The training might take some time, so please be patient. Let’s get the predictions:

`y_hat = nn.predict_proba(X_test)`

First, let’s have a look at the training error:

Something looks fishy here, seems like our model can’t continue to reduce the error 150 epochs or so. Let’s have a look at a single prediction:

That one seems correct! Let’s have a look at few more:

Not too good. How about the training & testing accuracy:

```
print('Train Accuracy: %.2f%%' % (nn.score(X_train, y_train) * 100))
print('Test Accuracy: %.2f%%' % (nn.score(X_test, y_test) * 100))
```

```
Train Accuracy: 50.13%
Test Accuracy: 49.83%
```

Well, those don’t look that good. While a random classifier will return ~10% accuracy, ~50% accuracy on the test dataset will not make a practical classifier either.

# Improving the accuracy

That “jagged” line on the training error chart shows the inability of our model to converge. Recall that we use the Backpropagation algorithm to train our model. Training Neural Nets converge much faster when data is normalized.

We’ll use scikit-learn`s scale to normalize our data. The documentation states that:

Center to the mean and component wise scale to unit variance.

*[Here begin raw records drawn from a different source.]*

PR #236, opened 2018-12-10
Add automatic user profile linking support

gdestuynder:
This will:

- link users with a matching `primaryEmail` into a single user profile
- use the user_id of the previously existing profile, in a cascading
order. Eg for the SAME `primaryEmail`:
  - you logged in with GitHub first pre-linking code
  - you logged in with LDAP next
  - Post-linking code, your user_id will be your GitHub user_id and both
profiles will be linked. Data of both profiles will be merged.
- Profile data is merged (including metadata)
- Original profile data will be retained in the `identities`
  sub-structure and restored if accounts are de-linked, except for
metadata
- When linked, profiles will provide the *same* group structure (i.e.
same access)
- If an AAL LOW and MEDIUM (for example) are linked, AAL properties will
still be respected (ie if you login with passwordless to an RP requiring
AAL MEDIUM, while your passwordless account is linked to a 2FA'd GitHub
account your access WILL BE DENIED, and you will have to login using
GitHub)

**WARNINGS HERE** (ie things I know might be issues)

- Yes, this means you can end up with a passwordless `user_id` for an FxA account for example. I may have to add ratcheting logic in there if we foresee an issue with the `user_id` matching

- Account verification in Mozillians.org might be broken by this. Please test and let me know, so we can check if there is a work-around on the auth0 side. If note, we'd have to finally fix the verification in Mozillians.org/DinoPark to *not* use Auth0 directly.

### DIFF
--- a/rules/link-users-by-email-with-metadata.js
+++ b/rules/link-users-by-email-with-metadata.js
@@ -18,6 +18,17 @@ function (user, context, callback) {
     return callback(null, user, context);
   }
 
+  // Lower is better - used by linking ratcheting logic
+  const matchOrder = {'Mozilla-LDAP': 0,
+                      'Mozilla-LDAP-Dev': 0,
+                      'firefoxaccounts': 1,
+                      'github': 2,
+                      'google-oauth2': 3,
+                      'email': 4
+                     };
+  // How old an account should be to be considered "new" to the system for linking, in seconds
+  const user_ratchet_link_delay_sec = 300;
+
   const userApiUrl = auth0.baseUrl + '/users';
   const userSearchApiUrl = auth0.baseUrl + '/users-by-email';
 
@@ -40,20 +51,36 @@ function (user, context, callback) {
       return u.email_verified && (u.user_id !== user.user_id);
     });
 
-//    if (data.length > 1) {
-      // We already have  more than one match, so we need to decide which account is going to be main
-      // This code is only triggered by accounts that were present before automatic linking was enabled
-      
-//    }
     if (data.length === 0) {
       // Already linked or no matching email found, continue with login
       return callback(null, user, context);
     }
 
-    const originalUser = data[0];
+    // Default to ourselves as main profile
+    var originalUser = user;
+
+    // We have matches in Auth0, so we need to decide which account is going to be main
+    // Please see https://github.com/mozilla-iam/mozilla-iam/blob/master/docs/deratcheting-user-flows.md#user-logs-in-with-the-mozilla-iam-system-for-the-first-time 
+    // for detailed explanation of what happens here.
+    // NOTE: No date time check is made here as the current/new user is not yet present in Auth0 database (anymore?)
+    // thus we do not need to verify that the current profile (`user`) has a "new" `user.created_at` value. Yay!
+    for (var i = 0, len = data.length; i < len; i++) {
+      var targetUser = data[i];
+
+      var otherConnection = targetUser.identities[0].connection;
+      var curConnection = originalUser.identities[0].connection;
+      console.log(otherConnection, curConnection);
+
+      if (matchOrder[otherConnection] < matchOrder[curConnection]) {
+        console.log("Found user_id that should be main profile used for linking, according to ratcheting logic: " + targetUser.user_id);
+        originalUser = targetUser;
+      }
+    }
+
+    // Current user providers
     const provider = user.identities[0].provider;
     const providerUserId = user.identities[0].user_id;
-    
+
     console.log("Performing automatic profile linking: main profile: "+originalUser.user_id+" is now also main for: "+user.user_id);
 
     user.app_metadata = user.app_metadata || {};
--- a/rules/link-users-by-email-with-metadata.js
+++ b/rules/link-users-by-email-with-metadata.js
@@ -81,7 +81,7 @@ function (user, context, callback) {
     const providerUserId = user.identities[0].user_id;
 
     if (originalUser.user_id === user.user_id) {
-      // The profile we're trying to link is the same as the one we're login as
+      // The profile we're trying to link is the same as the one we're logged in as
       // This happens if the linking ratcheting logic selects the same profile and other profiles are not yet linked
       // These will be linked the first time the user login with them instead
       console.log("No automatic profile linking performed due to main profile matching current profile for: " + user.user_id);
--- a/rules/link-users-by-email-with-metadata.js
+++ b/rules/link-users-by-email-with-metadata.js
@@ -69,7 +69,6 @@ function (user, context, callback) {
 
       var otherConnection = targetUser.identities[0].connection;
       var curConnection = originalUser.identities[0].connection;
-      console.log(otherConnection, curConnection);
 
       if (matchOrder[otherConnection] < matchOrder[curConnection]) {
         console.log("Found user_id that should be main profile used for linking, according to ratcheting logic: " + targetUser.user_id);
@@ -81,7 +80,15 @@ function (user, context, callback) {
     const provider = user.identities[0].provider;
     const providerUserId = user.identities[0].user_id;
 
-    console.log("Performing automatic profile linking: main profile: "+originalUser.user_id+" is now also main for: "+user.user_id);
+    if (originalUser.user_id === user.user_id) {
+      // The profile we're trying to link is the same as the one we're login as
+      // This happens if the linking ratcheting logic selects the same profile and other profiles are not yet linked
+      // These will be linked the first time the user login with them instead
+      console.log("No automatic profile linking performed due to main profile matching current profile for: " + user.user_id);
+      return callback(null, user, context);
+    }
+
+    console.log("Performing automatic profile linking: main profile: "+originalUser.user_id+" is now also main for: " + user.user_id);
 
     user.app_metadata = user.app_metadata || {};
     user.user_metadata = user.user_metadata || {};
--- a/rules/link-users-by-email-with-metadata.js
+++ b/rules/link-users-by-email-with-metadata.js
@@ -1,0 +1,83 @@
+/**
+ * @title Link Accounts with Same Email Address while Merging Metadata
+ * @overview Link any accounts that have the same email address while merging metadata.
+ * @gallery true
+ * @category access control
+ *
+ * This rule will link any accounts that have the same email address while merging metadata.
+ * Source/Original: https://github.com/auth0/rules/blob/master/src/rules/link-users-by-email-with-metadata.js
+ *
+ */
+
+function (user, context, callback) {
+  const request = require('request');
+
+  // Check if email is verified, we shouldn't automatically
+  // merge accounts if this is not the case.
+  if (!user.email || !user.email_verified) {
+    return callback(null, user, context);
+  }
+
+  const userApiUrl = auth0.baseUrl + '/users';
+  const userSearchApiUrl = auth0.baseUrl + '/users-by-email';
+
+  request({
+   url: userSearchApiUrl,
+   headers: {
+     Authorization: 'Bearer ' + auth0.accessToken
+   },
+   qs: {
+     email: user.email
+   }
+  },
+  function (err, response, body) {
+    if (err) return callback(err);
+    if (response.statusCode !== 200) return callback(new Error(body));
+
+    var data = JSON.parse(body);
+    // Ignore non-verified users and current user, if present
+    data = data.filter(function (u) {
+      return u.email_verified && (u.user_id !== user.user_id);
+    });
+
+//    if (data.length > 1) {
+      // We already have  more than one match, so we need to decide which account is going to be main
+      // This code is only triggered by accounts that were present before automatic linking was enabled
+      
+//    }
+    if (data.length === 0) {
+      // Already linked or no matching email found, continue with login
+      return callback(null, user, context);
+    }
+
+    const originalUser = data[0];
+    const provider = user.identities[0].provider;
+    const providerUserId = user.identities[0].user_id;
+    
+    console.log("Performing automatic profile linking: main profile: "+originalUser.user_id+" is now also main for: "+user.user_id);
+
+    user.app_metadata = user.app_metadata || {};
+    user.user_metadata = user.user_metadata || {};
+    auth0.users.updateAppMetadata(originalUser.user_id, user.app_metadata)
+    .then(auth0.users.updateUserMetadata(originalUser.user_id, user.user_metadata))
+    .then(function() {
+      request.post({
+        url: userApiUrl + '/' + originalUser.user_id + '/identities',
+        headers: {
+          Authorization: 'Bearer ' + auth0.accessToken
+        },
+        json: { provider: provider, user_id: String(providerUserId) }
+      }, function (err, response, body) {
+          if (response && response.statusCode >= 400) {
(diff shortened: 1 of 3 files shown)


gdestuynder:
Testing notes:

This is now present in Auth0-dev. @viorelaioia @rleitan this mean it is ready for testing. There is a flow doc at https://github.com/mozilla-iam/mozilla-iam/blob/master/docs/deratcheting-user-flows.md#user-logs-in-with-the-mozilla-iam-system-for-the-first-time where you have all technical details.

I realize this is fairly complex, so here's also a TLDR as well of the most common situation:

Given an existing kang@insecure.ws GitHub, FxA and LDAP account, when the user logs in as GitHub after linking is enabled, logs output:

```
    Found user_id that should be main profile used for linking, according to ratcheting logic: ad|Mozilla-LDAP-Dev|kang                                                                             
    Performing automatic profile linking: main profile: ad|Mozilla-LDAP-Dev|kang is now also main for: github|628537  
```
i.e. LDAP is selected as main profile due to "linking ratcheting" and github is linked to the LDAP account. After this there are only 2 accounts: LDAP (linked with GitHub) and FxA.

After the user also logs in with FxA or LDAP, this will happen:
```
    Found user_id that should be main profile used for linking, according to ratcheting logic: ad|Mozilla-LDAP-Dev|kang
    Performing automatic profile linking: main profile: ad|Mozilla-LDAP-Dev|kang is now also main for: oauth2|firefoxaccounts|42e3cbafe2194cc7b339c68212e06c25 
```

i.e. LDAP is again selected as main profile (again due to "linking ratcheting") and Fxa is linked to the LDAP account.

Now, there is a main LDAP account with GitHub and FxA linked.

The final user profile in Auth0 looks like:

```
user_id:  ad|Mozilla-LDAP-Dev|kang
[attributes from all 3 profiles]
identities: [ GitHub profile_data backup, FxA profile_data backup]
....
```

And the user will always look like "`ad|Mozilla-LDAP-Dev|kang` with email `kang@insecure.ws`" for all RPs.

rules/link-users-by-email-with-metadata.js
```diff
@@ -0,0 +1,117 @@
...
+                      'google-oauth2': 3,
+                      'email': 4
+                     };
+  // How old an account should be to be considered "new" to the system for linking, in seconds
+  const user_ratchet_link_delay_sec = 300;
+
+  const userApiUrl = auth0.baseUrl + '/users';
+  const userSearchApiUrl = auth0.baseUrl + '/users-by-email';
+
+  request({
```
gene1wood: Is there not anything in the `user` object that we already have (before calling `userSearchApiUrl`) which indicates that `user` is already a linked user? Couldn't we start by checking for the presence of `identities` in `user` (which over time will account for near 100% of logins) and if it's present, avoid making the call to `userSearchApiUrl`?

rules/link-users-by-email-with-metadata.js
```diff
@@ -0,0 +1,117 @@
...
+
+    // We have matches in Auth0, so we need to decide which account is going to be main
+    // Please see https://github.com/mozilla-iam/mozilla-iam/blob/master/docs/deratcheting-user-flows.md#user-logs-in-with-the-mozilla-iam-system-for-the-first-time 
+    // for detailed explanation of what happens here.
+    // NOTE: No date time check is made here as the current/new user is not yet present in Auth0 database (anymore?)
+    // thus we do not need to verify that the current profile (`user`) has a "new" `user.created_at` value. Yay!
+    for (var i = 0, len = data.length; i < len; i++) {
+      var targetUser = data[i];
+
+      var otherConnection = targetUser.identities[0].connection;
```
gene1wood: In the `identities` data structure, what is the first element in the array? Or is the array always length 1? Maybe add a comment here indicating why you're grabbing element `[0]`

rules/link-users-by-email-with-metadata.js
```diff
@@ -0,0 +1,117 @@
...
+      return u.email_verified && (u.user_id !== user.user_id);
+    });
+
+    if (data.length === 0) {
+      // Already linked or no matching email found, continue with login
+      return callback(null, user, context);
+    }
+
+    // Default to ourselves as main profile
+    var originalUser = user;
```
gene1wood: Since you're overriding the content of `originalUser` as you go, this variable shouldn't be called `originalUser` but instead should be something like `currentUser` since at the end of the loop below it should be the user with the lowest `matchOrder`

Then after you finish the loop, do something like
```
    var primaryUser = currentUser;
```

To make it clear that we've finished iteration and determined the `primaryUser`. It's confusing below when you're using a variable called `originalUser` which isn't the original user.

rules/link-users-by-email-with-metadata.js
gene1wood: You should call `otherConnection` `targetConnection` and `curConnection` `currentConnection` (assuming you go with my idea above of renaming `originalUser` to `currentUser`). This will clarify the relationship between the user and the connection

rules/link-users-by-email-with-metadata.js
```diff
@@ -0,0 +1,117 @@
...
+        console.log("Found user_id that should be main profile used for linking, according to ratcheting logic: " + targetUser.user_id);
+        originalUser = targetUser;
+      }
+    }
+
+    // Current user providers
+    const provider = user.identities[0].provider;
+    const providerUserId = user.identities[0].user_id;
+
+    if (originalUser.user_id === user.user_id) {
```
gene1wood: Ya, this would make more sense if it said
```
     if (primaryUser.user_id === user.user_id) { 
```

rules/link-users-by-email-with-metadata.js
```diff
@@ -0,0 +1,117 @@
...
+      // The profile we're trying to link is the same as the one we're login as
```
gene1wood:
```suggestion
      // The profile we're trying to link is the same as the one we're logged in as
```

rules/link-users-by-email-with-metadata.js
```diff
@@ -0,0 +1,117 @@
...
+      // This happens if the linking ratcheting logic selects the same profile and other profiles are not yet linked
+      // These will be linked the first time the user login with them instead
```
gene1wood:
```suggestion
      // These will be linked the first time the user logs in with them instead
```

rules/link-users-by-email-with-metadata.js
```diff
@@ -0,0 +1,117 @@
...
+ * @overview Link any accounts that have the same email address while merging metadata.
+ * @gallery true
+ * @category access control
+ *
+ * This rule will link any accounts that have the same email address while merging metadata.
+ * Source/Original: https://github.com/auth0/rules/blob/master/src/rules/link-users-by-email-with-metadata.js
+ *
+ */
+
+function (user, context, callback) {
```
gene1wood: We should start be defining terminology used in variables and comments because it's confusing. Something like asserting what these are
* current user
* original user
* main user
* primary user
* other user

And we should consolidate these terms in variables and comments to just what's needed.

rules/link-users-by-email-with-metadata.js
```diff
@@ -0,0 +1,117 @@
...
+    // Ignore non-verified users and current user, if present
+    data = data.filter(function (u) {
+      return u.email_verified && (u.user_id !== user.user_id);
+    });
+
+    if (data.length === 0) {
+      // Already linked or no matching email found, continue with login
+      return callback(null, user, context);
+    }
+
```
gene1wood: Don't we need to add a case here, where `data.length === 1` meaning that there is one other user with the same email address, and `data[0].identities.length === 1` meaning that the other user has not been linked and in that case, *don't* use the ratcheting logic to decide which user is primary, the other user is primary, and the current user must be linked as a child to that other identity (regardless of ratcheting logic).

This is because in the future after the transition is done and ratcheting is long gone, ratcheting should not affect which user is primary in this scenario.

This is laid out in [User logs in with second IdP for the first time](https://github.com/mozilla-iam/mozilla-iam/blob/master/docs/deratcheting-user-flows.md#user-logs-in-with-second-idp-for-the-first-time)

rules/link-users-by-email-with-metadata.js
```diff
@@ -0,0 +1,117 @@
...
+    var originalUser = user;
+
+    // We have matches in Auth0, so we need to decide which account is going to be main
+    // Please see https://github.com/mozilla-iam/mozilla-iam/blob/master/docs/deratcheting-user-flows.md#user-logs-in-with-the-mozilla-iam-system-for-the-first-time 
+    // for detailed explanation of what happens here.
+    // NOTE: No date time check is made here as the current/new user is not yet present in Auth0 database (anymore?)
+    // thus we do not need to verify that the current profile (`user`) has a "new" `user.created_at` value. Yay!
+    for (var i = 0, len = data.length; i < len; i++) {
+      var targetUser = data[i];
+
```
gene1wood: We need to add a case here where we detect if one of the `targetUser`s we're iterating over is a user that already contains multiple identities (`targetUser.identities.length > 1`). If we find a `targetUser` like this, we must set it as primary and ignore ratcheting logic to decide primary.

This case is laid out in [User logs in with third IdP and the first two are already linked](https://github.com/mozilla-iam/mozilla-iam/blob/master/docs/deratcheting-user-flows.md#user-logs-in-with-third-idp-and-the-first-two-are-already-linked)

rules/link-users-by-email-with-metadata.js
```diff
@@ -0,0 +1,117 @@
...
+    if (originalUser.user_id === user.user_id) {
+      // The profile we're trying to link is the same as the one we're login as
+      // This happens if the linking ratcheting logic selects the same profile and other profiles are not yet linked
+      // These will be linked the first time the user login with them instead
+      console.log("No automatic profile linking performed due to main profile matching current profile for: " + user.user_id);
+      return callback(null, user, context);
+    }
+
+    console.log("Performing automatic profile linking: main profile: "+originalUser.user_id+" is now also main for: " + user.user_id);
+
```
gene1wood: So in this case, we're deviating from the [User logs in with third IdP for the first time and the other two are not linked](https://github.com/mozilla-iam/mozilla-iam/blob/master/docs/deratcheting-user-flows.md#user-logs-in-with-third-idp-for-the-first-time-and-the-other-two-are-not-linked) logic and [User logs in with third IdP that they've used before and the other two are not linked](https://github.com/mozilla-iam/mozilla-iam/blob/master/docs/deratcheting-user-flows.md#user-logs-in-with-third-idp-that-theyve-used-before-and-the-other-two-are-not-linked) logic and instead of linking all non primary identities found to the primary identity, we're only linking the current identity that the user is logging in with to the primary identity.

I worry that this will extend the period of time during which users are in a partially linked state (some of their identities are linked to a primary and others are not).

Is there a reason why we only link the current user to the primary instead of linking all the non-primary users to the primary?

rules/link-users-by-email-with-metadata.js
gdestuynder: no, because while you would know if an account already has some links, you wouldnt know of the other addresses it should link to without fetching these results
on the plus side its a local call (it does not need to route over the internet) so its quite fast

rules/link-users-by-email-with-metadata.js
gdestuynder: profiles that aren't linked have only a single item, but the type of `identities` is list/array, thus, its always element 0

rules/link-users-by-email-with-metadata.js
gdestuynder: really this is just the auth0 original var, ill change it for something more clear

rules/link-users-by-email-with-metadata.js
gene1wood: What if, as we iterate over the search results, one of the returned results is a linked primary account, and as such has multiple identities?

I think this comes down to my [comment below](https://github.com/mozilla-iam/auth0-deploy/pull/236#discussion_r240766039) about the [User logs in with third IdP and the first two are already linked](https://github.com/mozilla-iam/mozilla-iam/blob/master/docs/deratcheting-user-flows.md#user-logs-in-with-third-idp-and-the-first-two-are-already-linked) case

rules/link-users-by-email-with-metadata.js
gene1wood: But in the currently logic, don't we only ever trigger a linking action (a call to establish a new link) when the current user is *not* primary?

If `user.identities.length > 1` wouldn't that indicate that the currently logged in user was primary and that we don't need to do a search at all (because even if it turned up new unliked non-primary identities, we don't do anything about that)?

If we do follow [my suggestion below](https://github.com/mozilla-iam/auth0-deploy/pull/236#discussion_r240767744) and move to a model where we always link all children to the primary, regardless of who the user is currently logging in as, in order to reduce the time that users are in a partially-linked state, then indeed, we always have to do a search, but I don't think the PR in it's current state does that.

gdestuynder: we trigger the linking action every time, as in, it looks the matches up every time (then only links if necessary) if the user is not primary. we do not know if its primary though, until we looked up all matches

rules/link-users-by-email-with-metadata.js
gdestuynder: we never link primary to itself, so it does not matter
what i should have written is: the first element (0) is always the primary user structure of the profile you're in

ie:

```
user_id: blah|blah
identities: [ {user_id: blah|blah, connection: x}, {actually linked accounts go here} ]
```
this is convenient because it saves an async lookup, though the structure is a little odd (but, that's not a structure we create, its just how it is - probably due to auth0 historical reasons)

rules/link-users-by-email-with-metadata.js
gdestuynder: i either misunderstood how this work in auth0, or this changed over time, when we wrote the doc.
auth0 in fact does not, or no longer create the profile entry at this stage of the login, so i effectively cant look up if this is a "2nd idp for the first time", but also I no longer need to. It simply isn't looked up for "linking ratcheting" since it's not in the database.

In other words:

Setup:
- you have an existing LDAP test@test.com
- you login with FxA test@test.com for the first time

Results:
- the loop finds the LDAP account only
- LDAP is selected as primary user
- FxA is linked to LDAP
user_id is ad|Mozilla-LDAP|test
identities contains : fxa-id-here

So, the logic is the same but the implementation is slightly different(but also, respecting the exact implementation is not possible)

rules/link-users-by-email-with-metadata.js
gdestuynder: thanksfully auth0 stores identities differently now, as per another comment, the primary user identity is always first in the array. I use that property.

ie:
user logins in with a github|000 user id and matches an existing profile with ad|Mozilla-LDAP|test and oauth2|blah, where the LDAP user id is the primary user.
this will link github|000 to the LDAP user id.

Note that this is because the logic never needs to ignore ratcheting, it only needs to obey the same rules every time

rules/link-users-by-email-with-metadata.js
gdestuynder: partial linked states don't really matter much in practice.
however, doing a full link increase code complexity significantly, thus, i decided to leave it that way

gdestuynder:
Filed https://github.com/mozilla-iam/mozilla-iam/issues/91 for doc fixes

Here is the new training method:

```
from sklearn.preprocessing import scale
X_train_scaled = scale(X_train.astype(np.float64))
X_test_scaled = scale(X_test.astype(np.float64))
nn = NNClassifier(
n_classes=N_CLASSES,
n_features=N_FEATURES,
n_hidden_units=50,
l2=0.5,
l1=0.0,
epochs=300,
learning_rate=0.001,
n_batches=25,
random_seed=RANDOM_SEED
).fit(X_train_scaled, y_train);
```

Let’s have a look at the error:

The error seems a lot more stable and settles at lower point - ~200 vs ~400. Let’s have a look at some predictions:

Those look much better, too! Finally, the accuracy:

```
print('Train Accuracy: %.2f%%' % (nn.score(X_train_scaled, y_train) * 100))
print('Test Accuracy: %.2f%%' % (nn.score(X_test_scaled, y_test) * 100))
```

```
Train Accuracy: 92.13%
Test Accuracy: 87.03%
```

~87% (vs ~50%) on the training set is a vast improvement over the unscaled method. Finally, your hard work paid off!

# Conclusion

What a ride! I hope you got a blast working on your first Neural Network from scratch, too!

You learned how to process image data, transform it, and use it to train your Neural Network. We used some handy tricks (scaling) to vastly improve the performance of the classifier.